_What is expected_:
Produce an exact copy of the lines below, starting at the first and ending with the line containing "<TargetFramework>netstandard2.0</TargetFramework>".
..............................
PR #217, opened 2020-06-29
Fix template

l3m:
Apparently, .gitignore and .gitattributes are not part of the template, so this is a quick fix to remove the broken references from App.sln.

### DIFF
--- a/Feliz.Template/Feliz.Template.proj
+++ b/Feliz.Template/Feliz.Template.proj
@@ -15,6 +15,8 @@
     <TargetFramework>netstandard2.0</TargetFramework>
     <DisableImplicitFrameworkReferences>true</DisableImplicitFrameworkReferences>
     <PackageReleaseNotes>Update dependencies</PackageReleaseNotes>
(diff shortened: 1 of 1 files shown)


Zaid-Ajaj:
Hi @l3m, any ideas why these files aren't included in the template? I would rather fix the problem by adding them into the template instead because they are kinda important so you don't accidentally publish `.ionide` or something like that

l3m:
I thought they were, that's why I added them initially. 

In the meantime, I found it:
https://github.com/dotnet/templating/issues/2350#issuecomment-610431461

Will update.

l3m:
@Zaid-Ajaj Updated, should work now. Unsure how to test it locally though.

Zaid-Ajaj:
There is one way to find out if it works :wink:

l3m:
Packed the nuget locally and it did contain the .gitignore and .gitattributes files inside Content.

Zaid-Ajaj:
Awesome! It should be published as of v2.5.0 🚀  thanks a lot!

PR #218, opened 2020-07-01
Allow passing parameter to start function of `useDeferredCallback`

johannesegger:
Using a closure might not work because React seems to cache the `operation` function. So in my case the following example prints different values to the console:

```fsharp
let (sendOrderState, setSendOrderState) = React.useState(Deferred.HasNotStartedYet)
let (authKey, setAuthKey) = React.useState(Deferred.HasNotStartedYet)

// ...

let startSendOrder =
    React.useDeferredCallback(
        (fun () -> async {
            printfn "%O" authKey
            // TODO use auth key
        }),
        setSendOrderState
    )

// Chain two `Deferred`s together - if `authKey` is resolved and `sendOrderState` hasn't started, start `sendOrderState`
if Deferred.resolved authKey && Deferred.hasNotStartedYet sendOrderState then
    printfn "%O" authKey
    startSendOrder ()
```

This PR enables passing `authKey` as parameter to `startSendOrder` which obviously results in the same values printed to the console.

It could easily be possible that I'm doing it all wrong - I just started with Feliz and React hooks.
I would appreciate any advice in this case.

### DIFF
--- a/Feliz.UseDeferred/UseDeferred.fs
+++ b/Feliz.UseDeferred/UseDeferred.fs
@@ -79,27 +79,27 @@ module ReactHookExtensions =
 
             deferred
 
-        static member useDeferredCallback(operation: unit -> Async<'T>, setDeferred: Deferred<'T> -> unit) =
+        static member useDeferredCallback(operation: 'TIn -> Async<'TOut>, setDeferred: Deferred<'TOut> -> unit) =
             let cancellationToken = React.useRef(new System.Threading.CancellationTokenSource())
-            let executeOperation = async {
+            let executeOperation arg = async {
                 try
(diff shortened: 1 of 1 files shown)


Shmew:
That solution will work with a normal input, but (I believe) the issue will persist if the input is a function. I think a solution for this is to make the hook inline so we can call `useCallbackRef` on the input operation function.

Zaid-Ajaj:
@johannesegger I think it looks better that way since it is more generic and doesn't require closure mechanism to cache the input argument. I've merged this PR and updated `Feliz.UseDeferred` to v1.1.1 :rocket: so it should be available soon after nuget does its magic

PR #221, opened 2020-07-03
Adds support for IDisposable option overloads

Shmew:
There's a somewhat common pattern that when working with objects than interface `System.IDisposable` asynchronously that to properly make sure they get disposed when the element unmounts that they're stored as a `IRefValue<System.IDisposable option>`. 

This is a bit annoying to work with as you need to do: 
```fs
React.createDisposable(fun () -> myRef.current |> Option.iter (fun myDisposable -> myDisposable.Dispose()))
``` 

This PR adds an overload such that you can just return `myRef.current` at the end of your effect.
..............................
_Output for this task_:
PR #217, opened 2020-06-29
Fix template

l3m:
Apparently, .gitignore and .gitattributes are not part of the template, so this is a quick fix to remove the broken references from App.sln.

### DIFF
--- a/Feliz.Template/Feliz.Template.proj
+++ b/Feliz.Template/Feliz.Template.proj
@@ -15,6 +15,8 @@
     <TargetFramework>netstandard2.0</TargetFramework>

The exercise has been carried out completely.